=== Begin Enclosure ===

PR #109, opened 2017-03-24
DS-888 Award Amounts Updates

ejgullo:
- Adding space to prevent cut-off amounts
- Adding link to contract details to slide down to the table (moving the clickTab function up to parent so that it can be updated by and passed down to the child components)
- Swapping our parent duns for parent id in summary bar
- Updating contract details to include the country name when only a state is present
- Updating alignment of current award amount labels
- Updating strings to proper terms for grants, and removing extraneous spaces


src/js/components/award/contract/ContractDetails.jsx
```diff
@@ -100,12 +102,19 @@ export default class ContractDetails extends React.Component {
             pricing = award.type_of_contract_pricing_description;
         }
 
+        // char count
+        let seeMore = false;
+        if (award.description.length > 160) {
```
mab6bf: Let's move this magical `160` number into class property and pass it down to `DetailRow`

src/_scss/pages/award/_moreButton.scss
```diff
@@ -0,0 +1,31 @@
...
+
+    &:visited {
+        color: $color-visited;
+    }
+
+    &:focus {
+        box-shadow: $focus-shadow;
+        outline: 0;
+    }
+    margin-top: .5rem;
```
mab6bf: Removing `margin-top: .5rem;` will keep the `line-height` consistent on the line in which the More/Less link is displayed

PR #110, opened 2017-03-27
Budget Category Filter - Sidebar and Top Bar Implementations

mab6bf:
- User can search and select Budget Functions and Federal Accounts through their respective Autocompletes
- User can select any combination of top-level object classes checkboxes
- Top Bar implementation of Budget Function, Federal Account, and Object Class selections
- Unit tests for the above
- A new SearchAccountOperation, which will eventually allow users to filter based on Budget Category. FY filters are the only other filters that apply to searches when Budget Category filters are used.

@kaitlin Since we weren't able to get the visualization changes done, do we want to save merging this PR until next sprint (as using these filters won't actually affect search results yet)?


kevinli-work:
There is a CSS bug with the error messages for budget function and federal account:
screen shot 2017-03-28 at 5 01 14 pm

PR #111, opened 2017-03-27
Federal Account Summary page

kevinli-work:
* Added Include Paths for Sass to allow for reasonable absolute (relative to `/_scss`) @include paths instead of large relative paths
* Implemented Redux actions and reducers to support federal account page
* Implemented federal account page scaffolding, header bar, and fiscal year text summary
* Implemented spending over time visualization with API and filter integration for federal account page (years only)
* Implemented spending by category visualization with API and filter integration for federal account page (program activity only)
* Implemented time filter and top filter bar
* Refactored award search spending over time visualization containers and components to allow for component reuse on federal account page
* Refactored award search spending by category visualization containers and components to allow for component reuse on federal account page
* Refactored top filter container and all child filter group components on award search page to handle filter removal at the filter group level rather than in the container
* Refactored the way that the filter sidebar is populated on award search page so the sidebar component could be reused on federal account page
* Refactored certain parts of the award search page Sass to allow for code reuse on federal account page


tests/containers/account/visualizations/AccountRankVisualizationContainer-test.jsx
```diff
@@ -0,0 +1,227 @@
...
+                reduxFilters={defaultFilters}
+                account={mockReduxAccount} />);
+
+            container.setState({
+                page: 5
+            });
+
+            expect(container.state().page).toEqual(5);
+
+            container.instance().changeScope('something else');
```
mab6bf: Do we have a real-ish example for this?

src/js/models/account/queries/AccountSearchBalanceOperation.js
```diff
@@ -0,0 +1,66 @@
+/**
+ * AccountSearchOperation.js
```
mab6bf: Is there a reason these names don't match?

tests/containers/account/visualizations/AccountRankVisualizationContainer-test.jsx
kevinli-work: No, because at time of development we don't know what the API values for other scopes would be (also the actual scope value is irrelevant to the logic of the test).

src/js/components/account/visualizations/time/TimeVisualization.jsx
```diff
@@ -0,0 +1,101 @@
...
+            tooltipData: null,
+            tooltipX: 0,
+            tooltipY: 0
+        };
+
+        this.showTooltip = this.showTooltip.bind(this);
+    }
+
+    showTooltip() {
+        // this.setState({
```
kevinli-work: It is placeholding for future code

src/js/components/account/visualizations/time/AccountTimeVisualizationSection.jsx
```diff
@@ -0,0 +1,108 @@
...
+            // width changed, update the visualization width
+            this.setState({
+                windowWidth,
+                visualizationWidth: this.sectionHr.offsetWidth
+            });
+        }
+    }
+
+    changePeriod(period) {
+        console.log(period);
```
kevinli-work: An empty function will cause the linter to fail

PR #115, opened 2017-03-29
Updates to the top buttons on the Homepage 

dfrasier:
* Fixed issue with the two buttons in the top section of the homepage.
* Added “Title” text to the two buttons in the top section of the homepage.
* Increased the padding of the button within the bottom section of the homepage.
* Added a hover transition tot the button within the bottom section of the homepage.


src/js/components/homepage/LinksSectionBox.jsx
```diff
@@ -41,16 +41,32 @@ export default class LinksSectionBox extends React.Component {
     }
 
     render() {
+        const arrow = (<Icons.AngleRight />);
```
mab6bf: No real need for setting this as a variable - we can move `<Icons.AngleRight />` into the <a> below

AGuyNamedMarco: Yup -- I removed this.  Thanks for the catch!

PR #127, opened 2017-04-03
Feature new pagination

ebdabbs:
Updated frontend pagination to use new pagination style for the rank visualization and infinite scrolling. Using has_next_page and has_previous_page booleans rather than total number of pages to handle and render previous/ next buttons. Updated test cases.


afrasier:
Let #datastore on slack know when this goes in, so we can pull in the backend changes at the same time!

src/js/components/search/visualizations/rank/RankVisualizationSection.jsx
```diff
@@ -73,15 +73,15 @@ export default class RankVisualizationSection extends React.Component {
         let disablePrev = false;
         let hidePager = '';
 
-        if (this.props.total < this.props.page + 1) {
+        if (!this.props.hasNextPage) {
```
mab6bf: Since this check is now on the truthiness of a boolean, we can just set `disableNext = !this.props.hasNextPage;` and `disablePrev = !this.props.hasPreviousPage;` above

src/js/components/search/visualizations/rank/RankVisualizationSection.jsx
```diff
@@ -73,15 +73,15 @@ export default class RankVisualizationSection extends React.Component {
...
             disableNext = true;
         }
 
-        if (this.props.page <= 1) {
+        if (!this.props.hasPreviousPage) {
             disablePrev = true;
         }
 
-        if (this.props.total < 1 || this.props.loading) {
+        if ((!this.props.hasPreviousPage && !this.props.hasNextPage) || this.props.loading) {
```
mab6bf: For readability, if we make the above changes to `disableNext` and `disablePrev`, this statement can now become `if ((disableNext && disablePrev) || this.props.loading)`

=== End Enclosure ===

EXERCISE DETAILS =>
Which of the lines above include the word "real"? List those lines.

RESULT OF THE EXERCISE =>
mab6bf: Do we have a real-ish example for this?
mab6bf: No real need for setting this as a variable - we can move `<Icons.AngleRight />` into the <a> below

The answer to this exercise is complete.